Po fantastycznym meczu na Stadio Giuseppe Meazza Inter pokonał Lazio 3-1. Dublet ustrzelił wracający do formy Lautaro Martinez. Nerazzurri wskoczyli tym samym na czwarte miejsce w tabeli Serie A.
Od pierwszych minut kibice zgromadzeni na Stadio Giuseppe Meazza mogli oglądać naprawdę dobre widowisko. Choć Inter był w pierwszych dwóch kwadransach drużyną znacznie lepszą i miał więcej sytuacji bramkowych, nie potrafił jednak przypieczętować optycznej przewagi zdobytym gole. Blisko zdobycia gola byli choćby Henrikh Mkhitaryan, czy Nicolo Barella. Ten pierwszy zdołał nawet trafić do siatki Ivana Provedela, jednak po analizie VAR bramkę anulowano. Nieskuteczność zemściła się na Nerazzurrich w 30. minucie, gdy błąd Francesco Acerbiego wykorzystał bezbłędnie Felipe Anderson. Lazio niespodziewanie objęło prowadzenie i schodziło na przerwę z przewagą jednego gola.
Druga połowa to już popis gry podopiecznych Simone Inzaghiego, którzy dyktowali warunki na każdym metrze kwadratowym boiska. Przez długi czas gol wyrównujący wisiał w powietrzu, jednak na tablicy wyników wciąż widniał wynik 0-1. W 78. minucie kapitalną akcję dwójkową rozegrali Romelu Lukaku i Lautaro Martinez, a ten drugi zakończył kombinacyjną akcję golem wyrównującym, dając tym samym kibicom gospodarzy pierwszy w tym meczu powód do euforii. Na drugiego gola nie musieliśmy długo czekać. W 83. minucie znów zagrywał Lukaku, a gola zdobył Robin Gosens. To nie był jednak ostatni akcent tego spotkania. W 90. minucie gry odkryte Lazio pozwoliło Interowi wyprowadzić zabójczą kontrę, która wykończył Lautaro Martinez, ustalając wynik spotkania na 3-1.
Składy, w jakich wystąpiły oba zespoły:
INTER (3-5-2): André Onana; Danilo D’Ambrosio (C), Francesco Acerbi, Alessandro Bastoni; Matteo Darmian, Nicolo Barella, Marcelo Brozovic, Henrikh Mkhitaryan, Federico Dimarco; Joaquin Correa, Romelu Lukaku.

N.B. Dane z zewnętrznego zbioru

PR #1019, opened 2023-12-26
Fix for Ruby 3.3

cmer:
I had to implement this simple fix for my Rails application to run under Ruby 3.3.0.

### DIFF
--- a/lib/appsignal/logger.rb
+++ b/lib/appsignal/logger.rb
@@ -25,6 +25,8 @@ module Appsignal
     def initialize(group, level: INFO, format: PLAINTEXT)
       raise TypeError, "group must be a string" unless group.is_a? String
 
+      super(group, :level => level)
+
       @group = group
       @level = level
       @format = format
--- a/.changesets/fix-compatibility-for-ruby-3-3.md
+++ b/.changesets/fix-compatibility-for-ruby-3-3.md
@@ -1,0 +1,6 @@
+---
+bump: "patch"
+type: "fix"
+---
+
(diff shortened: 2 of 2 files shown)


luismiramirez:
Hey there @cmer!

How's the gem behaving on your app without this fix?

cmer:
Literally nothing works. 500 on everything.

northeastprince:
[Same.](https://github.com/hackclub/hackathons-backend/issues/379)

lib/appsignal/logger.rb
```diff
@@ -23,6 +23,7 @@ class Logger < ::Logger
     # @param level Log level to filter with
     # @return [void]
     def initialize(group, level: INFO, format: PLAINTEXT)
+      super(group, level: level)
```
northeastprince, line 26:
```suggestion
      super(group, level:)
```

cmer: I used the "old syntax" in case they need to support older Ruby versions. I'm not sure how far back they want to support.

northeastprince: Ah, makes sense. You'll need to use hash rocket syntax then to comply with RuboCop.

luismiramirez:
Thanks for the contribution and info @northeastprince and @cmer 

The fix has been published on [version 3.5.1](https://rubygems.org/gems/appsignal/versions/3.5.1)

luismiramirez:
You can find the proper fix on [version 3.5.2](https://rubygems.org/gems/appsignal/versions/3.5.2)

Rezerwowi: Alex Cordaz, Samir Handanovic, Stefan de Vrij, Raoul Bellanova, Robin Gosens, Kristjan Asllani, Roberto Gagliardini, Hakan Calhanoglu, Lautaro Martinez, Edin Dzeko.
Trener: Simone Inzaghi.
LAZIO (4-3-3): Ivan Provedel; Adam Marusic, Nicolo Casale, Alessio Romagnoli, Elseid Hysaj; Luis Alberto, Danilo Cataldi, Sergej Milinkovic-Savic; Felipe Anderson, Ciro Immobile (C), Mattia Zaccagni.
Rezerwowi: Luis Maximiano, Marius Adamonis, Luca Pellegrini, Patric, Stefan Radu, Mario Gila, Manuel Lazzarri, Matias Vecino, Marcos Antonio, Toma Basic, Marco Bertini, Pedro, Matteo Cancellieri, Luka Romero.
Trener: Maurizio Sarri.
Komentarze (93)
Martwią kłopoty w defensywie bo przeciwnik ma 2 okazje i strzela gola natomiast my żeby zdobyć gola musimy mieć tych sytuacji dużo i to dalej jest problem.
Wpadamy na miejsce 4 i wszystko w naszych nogach.
Sezon wkracza w decydującą fazę, a my naprawdę coraz lepiej wyglądamy. Wraca Lukaku, wraca Brozo, wraca Inter.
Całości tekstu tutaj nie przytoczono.